[Dataset entries]
___
PR #4184, opened 2021-06-28
#4182 Update getBadgeData.js

### LINKED ISSUE #4182: Breach notification badge should only display a badge when active sensors are in breach
## Describe the bug

Currently, the 'sensors in breach' badge count is incremented even if a sensor has been inactivated (but was inactivated while still in breach).

### To reproduce

1. Set up a sensor and have it enter a breach
2. Select 'Remove Sensor'
3. Cold Chain Badge count should go down (but it doesn't)

### Expected behaviour

Cold Chain Badge count should only increment if an _active_ sensor is in breach

### Proposed Solution

Add check for isActive flag on sensors when populating badge counts

### Version and device info

- App version: 8.1.0
- Tablet model:
- OS version:

### Additional context

N/A

katherine-sussol:
Fixes #4182

## Change summary
Added `sensor.isActive` check when calculating cold chain badge count
Targetting `release/8.1.1` because I think we would like it patched before the demo tomorrow.
Now I am unsure about `isPaused` as well but I think it's a little more obvious from the UI at least if a sensor is paused.

## Testing

- [ ] Reproduce #4182 

N/A

### DIFF
--- a/src/utilities/getBadgeData.js
+++ b/src/utilities/getBadgeData.js
@@ -18,7 +18,7 @@ const getBadgeData = routeName => {
       return [
         {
___
**Problem requirements:** Word for word, please print every line from the beginning of the records to the line bearing "## Describe the bug", counting both ends and stopping there.

**Exercise result:**
PR #4184, opened 2021-06-28
#4182 Update getBadgeData.js

### LINKED ISSUE #4182: Breach notification badge should only display a badge when active sensors are in breach
## Describe the bug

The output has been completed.